Vera Martínez

Personal information
- Full name: Vera Martínez Viota
- Date of birth: 13 September 1999 (age 27)
- Place of birth: Astillero, Santander, Spain
- Position: Defender

Team information
- Current team: Deportivo La Coruña
- Number: 3

Senior career*
- Years: Team / Apps / (Gls)
- 2013–2015: Reocín Racing
- 2015–2017: Ave Fénix Racing
- 2017–2018: Racing Féminas
- 2018–2022: Alavés / 57+ / (1+)
- 2022–2024: Osasuna / 57 / (3)
- 2024–: Deportivo La Coruña

= Vera Martínez =

Spanish footballer

Vera Martínez Viota (Astillero, Santander, 13 September 1999) is a Spanish soccer player who plays as a defender. She began her career with Reocín Racing B, her club of formation, and has stood out for her talent and consistency in Spanish women's football. Throughout her career, she has played for several important teams, including Deportivo Alavés, CA Osasuna and, most recently, Deportivo de La Coruña.

==Club career==

Reocín Racing B

Vera started her career at SD Reocín Racing B, where she played during the 2013–2014 season.

Reocín Racing First team

In the following season, Vera moved up to the first team of Reocín Racing, continuing her development and contributing to the team.
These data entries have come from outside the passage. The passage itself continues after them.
PR #257, opened 2018-07-04
docs: include UI specs in README

obdulia-losantos:
:books: :books: :books: :books:

### DIFF
--- a/README.md
+++ b/README.md
@@ -13,6 +13,7 @@
     - [Aether Kernel](#aether-kernel)
     - [Aether ODK Module](#aether-odk-module)
     - [Aether CouchDB Sync Module](#aether-couchdb-sync-module)
+    - [Aether UI Module](#aether-ui-module)
 - [Usage](#usage)
   - [Users & Authentication](#users--authentication)
     - [UMS settings for local development](#ums-settings-for-local-development)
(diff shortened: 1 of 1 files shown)


README.md
```diff
@@ -98,6 +100,7 @@ of the most common ones with non default values. For more info take a look at th
 - `AETHER_KERNEL_URL_TEST`: `http://kernel-test:9000` Aether Kernel Testing Server url.
 - `AETHER_ODK_TOKEN`: `d5184a044bb5acff89a76ec4e67d0fcddd5cd3a1`
   to connect to it from other modules. It's used within the start up scripts.
+- `ADMIN_PASSWORD`: `adminadmin`. It's used within the start up scripts.
```
shawnsarwar, line 103: @quesebifurcan ; I thought we were changing this?

shawnsarwar (commented):
I'm not sure where we landed with default passwords. I think Fredrik was working on something?

README.md
obdulia-losantos: Yeah! He was taking out the `/conf/extras/initial.json` files, but the start up script will use these env vars. 

We are not using it locally but we need to inform the user or the container will never start :thinking: 

https://github.com/eHealthAfrica/aether/pull/252

quesebifurcan: What Obdulia said -- some modules still have hardcoded credentials which would need more refactoring than we have time for before Friday. #252 will make sure that no development passwords will be included in the images.

obdulia-losantos: Another mandatory variable is `DJANGO_SECRET_KEY`, without it the Django app does not start.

Ave Fénix Racing de Torrelavega and CDE Racing Féminas

Between 2015 and 2017, Vera played for Ave Fénix Racing de Torrelavega, consolidating as a reliable defender. In 2017, the Ave Fénix team was absorbed by Racing de Santander, forming the CDE Racing Femenas. Vera continued her career in this new team.

Cantabria U-18 Team and Spain U-19 National Team

In 2015, Vera was called up by the Cantabria U-18 team to compete in the preliminary phase of the Spanish Championship. In 2016, she participated in the Spanish Championship held in San Feliú de Llobregat. Additionally, she received call-ups for the Spain U-19 team, participating in three training sessions at the Ciudad del Fútbol de Las Rozas.

Deportivo Alavés

In 2018, Vera Martínez joined Deportivo Alavés, where she stood out as a key player in the team's defense.

In the 2018–2019 season, Deportivo Alavés finished in second place in the Segunda División, earning promotion to the Reto Iberdrola (now 1ª RFEF). On 31 March 2019, Vera Martínez played for the first time at Mendizorroza Stadium, the venue for the men's team, in a historic match as it was the first time the stadium was opened for the women's team. In this game on matchday 24, Alavés drew 2–2 with Athletic Club Bilbao B, with an attendance of 8,375 fans.

In the 2019–2020 season, she participated in the Reto Iberdrola Norte, now known as 1ª RFEF.

In the 2020–2021 season The team achieved promotion to the Primera División (Liga F) for the first time in its history. The promotion was decided on the final matchday, 30 May 2021, when Alavés faced Atlético de Madrid B at the Ciudad Deportiva Wanda Alcalá de Henares. Alavés won the match 0–2, securing their promotion to the Liga Ellas (now LigaF).

In the 2021–2022 season, on 29 September 2021, Vera Martínez made her debut in the Primera División on matchday 4, in the game between Atlético de Madrid and Alavés, held at the Ciudad Deportiva Wanda Alcalá de Henares, with Atlético de Madrid winning 3–2. On 19 December 2021, she played again at Mendizorroza on matchday 14, in a match where Alavés faced Levante UD, ending in a 1–1 draw. In the Copa de la Reina, Alavés made its debut but was defeated 2–0 by Espanyol in the round of 32. During this season, Vera played a total of 13 matches, starting in 7 of them.

CA Osasuna

In 2022, Martínez moved to CA Osasuna, where she played 51 matches (50 as a starter) and scored 3 goals in the 1ª RFEF (Second Division). In the 2022-2023 Copa de la Reina season, Osasuna advanced to the quarter-finals. In the Round of 32, they defeated Sporting de Huelva 2–0. In the Round of 16, although they lost 0–9 to FC Barcelona, the team progressed to the quarter-finals due to a sanction imposed on FC Barcelona for the improper inclusion of player Geyse Ferreira. In the quarter-finals, Osasuna was defeated by Athletic Club with a score of 1–2. In the 2023–2024 season, the team fell just short of promotion to Liga F, losing 3–1 in the playoff final to RC Espanyol. In the Copa de la Reina of the same season, Osasuna did not advance past the Round of 32, being eliminated by Real Betis with a score of 1–2.

RCDeportivo de La Coruña

For the 2024–2025 season, Vera Martínez has signed with Deportivo de La Coruña, a team recently promoted to the Primera División.